== LISTED RECORDS ==

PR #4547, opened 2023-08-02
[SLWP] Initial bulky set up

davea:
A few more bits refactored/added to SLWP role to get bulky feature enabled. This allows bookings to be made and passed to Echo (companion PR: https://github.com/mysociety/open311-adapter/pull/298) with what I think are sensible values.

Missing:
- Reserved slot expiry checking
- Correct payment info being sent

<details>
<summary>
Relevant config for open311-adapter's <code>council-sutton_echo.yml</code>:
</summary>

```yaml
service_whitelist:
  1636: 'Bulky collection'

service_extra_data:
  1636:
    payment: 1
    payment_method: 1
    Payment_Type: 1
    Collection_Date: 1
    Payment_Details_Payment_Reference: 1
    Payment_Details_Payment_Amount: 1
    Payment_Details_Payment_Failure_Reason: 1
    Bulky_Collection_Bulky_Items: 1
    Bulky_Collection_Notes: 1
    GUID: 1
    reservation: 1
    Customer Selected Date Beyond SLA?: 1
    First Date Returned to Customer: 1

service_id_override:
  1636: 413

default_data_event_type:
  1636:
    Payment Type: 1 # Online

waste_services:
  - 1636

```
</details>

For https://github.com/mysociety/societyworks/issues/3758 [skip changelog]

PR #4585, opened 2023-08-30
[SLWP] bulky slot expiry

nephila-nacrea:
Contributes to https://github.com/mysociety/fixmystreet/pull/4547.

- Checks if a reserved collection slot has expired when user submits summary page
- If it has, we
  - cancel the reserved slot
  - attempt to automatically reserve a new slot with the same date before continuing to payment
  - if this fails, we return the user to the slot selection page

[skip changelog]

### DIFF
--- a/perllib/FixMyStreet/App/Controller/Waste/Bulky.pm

===
== LISTED RECORDS ==

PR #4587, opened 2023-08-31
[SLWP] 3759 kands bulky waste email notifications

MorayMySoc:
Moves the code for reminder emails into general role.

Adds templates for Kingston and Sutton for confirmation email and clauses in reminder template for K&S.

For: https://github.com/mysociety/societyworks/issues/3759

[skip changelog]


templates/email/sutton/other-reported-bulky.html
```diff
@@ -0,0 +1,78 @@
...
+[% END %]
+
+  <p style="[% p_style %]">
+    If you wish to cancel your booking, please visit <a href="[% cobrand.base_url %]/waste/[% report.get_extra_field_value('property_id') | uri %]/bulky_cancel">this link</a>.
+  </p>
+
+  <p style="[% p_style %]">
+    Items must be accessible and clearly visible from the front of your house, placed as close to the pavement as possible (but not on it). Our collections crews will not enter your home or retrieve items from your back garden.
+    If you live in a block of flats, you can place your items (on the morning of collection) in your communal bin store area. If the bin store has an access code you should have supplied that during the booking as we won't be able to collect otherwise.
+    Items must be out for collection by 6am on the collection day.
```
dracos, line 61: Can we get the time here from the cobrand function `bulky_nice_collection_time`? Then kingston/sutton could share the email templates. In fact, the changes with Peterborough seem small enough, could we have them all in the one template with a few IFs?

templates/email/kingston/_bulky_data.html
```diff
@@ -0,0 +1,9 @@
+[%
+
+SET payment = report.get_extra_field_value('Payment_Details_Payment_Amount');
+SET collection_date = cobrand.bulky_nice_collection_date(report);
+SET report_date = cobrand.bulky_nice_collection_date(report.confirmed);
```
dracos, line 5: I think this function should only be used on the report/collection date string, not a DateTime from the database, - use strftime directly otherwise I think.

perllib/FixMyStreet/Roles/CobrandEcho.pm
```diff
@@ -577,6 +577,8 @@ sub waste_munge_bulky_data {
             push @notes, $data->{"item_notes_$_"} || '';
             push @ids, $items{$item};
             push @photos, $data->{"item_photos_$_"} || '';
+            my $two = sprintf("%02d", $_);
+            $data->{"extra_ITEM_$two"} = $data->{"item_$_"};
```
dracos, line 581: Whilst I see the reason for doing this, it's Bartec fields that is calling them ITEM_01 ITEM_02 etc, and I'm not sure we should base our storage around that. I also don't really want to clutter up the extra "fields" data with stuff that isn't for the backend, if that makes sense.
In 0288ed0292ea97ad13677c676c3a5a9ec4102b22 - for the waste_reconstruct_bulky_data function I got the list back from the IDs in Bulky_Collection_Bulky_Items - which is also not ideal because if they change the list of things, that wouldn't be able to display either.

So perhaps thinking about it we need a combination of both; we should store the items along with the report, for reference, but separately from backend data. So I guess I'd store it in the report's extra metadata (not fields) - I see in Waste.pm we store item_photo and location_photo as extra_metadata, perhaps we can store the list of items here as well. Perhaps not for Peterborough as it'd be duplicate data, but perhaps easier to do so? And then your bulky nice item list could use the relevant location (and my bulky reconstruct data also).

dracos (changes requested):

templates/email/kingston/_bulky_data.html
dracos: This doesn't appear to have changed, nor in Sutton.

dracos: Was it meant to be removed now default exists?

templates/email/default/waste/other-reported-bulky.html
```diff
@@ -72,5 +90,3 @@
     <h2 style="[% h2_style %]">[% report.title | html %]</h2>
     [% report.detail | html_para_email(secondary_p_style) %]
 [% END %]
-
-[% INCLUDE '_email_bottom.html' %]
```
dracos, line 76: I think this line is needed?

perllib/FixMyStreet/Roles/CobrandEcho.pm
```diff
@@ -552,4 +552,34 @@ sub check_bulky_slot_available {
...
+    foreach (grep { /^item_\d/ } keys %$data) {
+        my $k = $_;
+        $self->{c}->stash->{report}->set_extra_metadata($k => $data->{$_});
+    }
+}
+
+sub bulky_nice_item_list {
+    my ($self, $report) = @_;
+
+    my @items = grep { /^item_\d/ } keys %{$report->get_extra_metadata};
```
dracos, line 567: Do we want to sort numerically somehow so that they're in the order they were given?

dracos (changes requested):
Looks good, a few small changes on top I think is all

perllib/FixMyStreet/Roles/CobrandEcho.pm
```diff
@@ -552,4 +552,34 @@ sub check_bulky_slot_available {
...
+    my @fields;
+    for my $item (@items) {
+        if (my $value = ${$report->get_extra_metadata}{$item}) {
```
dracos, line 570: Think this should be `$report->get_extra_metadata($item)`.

===

* EXERCISE OBJECTIVE:
Take every line from the data that includes the word "they".

* REPLY TO THE EXERCISE:
In 0288ed0292ea97ad13677c676c3a5a9ec4102b22 - for the waste_reconstruct_bulky_data function I got the list back from the IDs in Bulky_Collection_Bulky_Items - which is also not ideal because if they change the list of things, that wouldn't be able to display either.
dracos, line 567: Do we want to sort numerically somehow so that they're in the order they were given?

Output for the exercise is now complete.